§ **YOUR ASSIGNMENT**: As an exercise, copy out the entries exactly as written.

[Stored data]

PR #192, opened 2025-04-09
Add aggregate data benchmarks to W&B Logs.

alxmrs:
I also added fine-grained debug logging statements to the core of each data loader.

### DIFF
--- a/src/ocean_emulators/datasets.py
+++ b/src/ocean_emulators/datasets.py
@@ -135,7 +135,7 @@ class InferenceDataset(Dataset):
         data = torch.cat((prognostic, boundary), dim=1)
         return data
 
-    @elapsed(log_level=logging.DEBUG)
+    @elapsed(level=logging.DEBUG)
     def __getitem__(self, idx):
         x_index = self._get_x_index(idx)
         data_in = self._get_prognostic(x_index)
@@ -394,7 +394,7 @@ class TrainDataset(Dataset):
     def __len__(self) -> int:
         return self.size
 
-    @elapsed(log_level=logging.DEBUG)
+    @elapsed(level=logging.DEBUG)
     def __getitem__(self, idx: int):
         TD = TrainData(self.num_prognostic_channels)
         prev_rolling_idx = None
@@ -602,7 +602,7 @@ class TorchTrainDataset(Dataset):
     def __len__(self) -> int:
         return self.size
 
-    @elapsed(log_level=logging.DEBUG)
+    @elapsed(level=logging.DEBUG)
     def __getitem__(self, idx: int):
         TD = TrainData(self.num_prognostic_channels)
         x_indexes = [self._get_x_index(idx, step) for step in range(self.steps)]
--- a/src/ocean_emulators/datasets.py
+++ b/src/ocean_emulators/datasets.py
@@ -163,6 +163,10 @@ class OM4Dataset(Dataset):
             .rename({"var": "variable"})
         )
 
+        logger.debug(
+            "[OM4Dataset] get_item took %.4f seconds", time.perf_counter() - get_start
+        )
+
         return input_, label
 
 
@@ -288,7 +292,7 @@ class InferenceDataset(Dataset):
         label = self._get_label(x_index)
 
         logger.debug(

§ **EXERCISE RESULT**:
PR #192, opened 2025-04-09
Add aggregate data benchmarks to W&B Logs.

alxmrs:
I also added fine-grained debug logging statements to the core of each data loader.

### DIFF
--- a/src/ocean_emulators/datasets.py
+++ b/src/ocean_emulators/datasets.py
@@ -135,7 +135,7 @@ class InferenceDataset(Dataset):
         data = torch.cat((prognostic, boundary), dim=1)
         return data
 
-    @elapsed(log_level=logging.DEBUG)
+    @elapsed(level=logging.DEBUG)
     def __getitem__(self, idx):
         x_index = self._get_x_index(idx)
         data_in = self._get_prognostic(x_index)
@@ -394,7 +394,7 @@ class TrainDataset(Dataset):
     def __len__(self) -> int:
         return self.size
 
-    @elapsed(log_level=logging.DEBUG)
+    @elapsed(level=logging.DEBUG)
     def __getitem__(self, idx: int):
         TD = TrainData(self.num_prognostic_channels)
         prev_rolling_idx = None
@@ -602,7 +602,7 @@ class TorchTrainDataset(Dataset):
     def __len__(self) -> int:
         return self.size
 
-    @elapsed(log_level=logging.DEBUG)
+    @elapsed(level=logging.DEBUG)
     def __getitem__(self, idx: int):
         TD = TrainData(self.num_prognostic_channels)
         x_indexes = [self._get_x_index(idx, step) for step in range(self.steps)]
--- a/src/ocean_emulators/datasets.py
+++ b/src/ocean_emulators/datasets.py
@@ -163,6 +163,10 @@ class OM4Dataset(Dataset):
             .rename({"var": "variable"})
         )
 
+        logger.debug(
+            "[OM4Dataset] get_item took %.4f seconds", time.perf_counter() - get_start
+        )
+
         return input_, label
 
 
@@ -288,7 +292,7 @@ class InferenceDataset(Dataset):
         label = self._get_label(x_index)
 
         logger.debug(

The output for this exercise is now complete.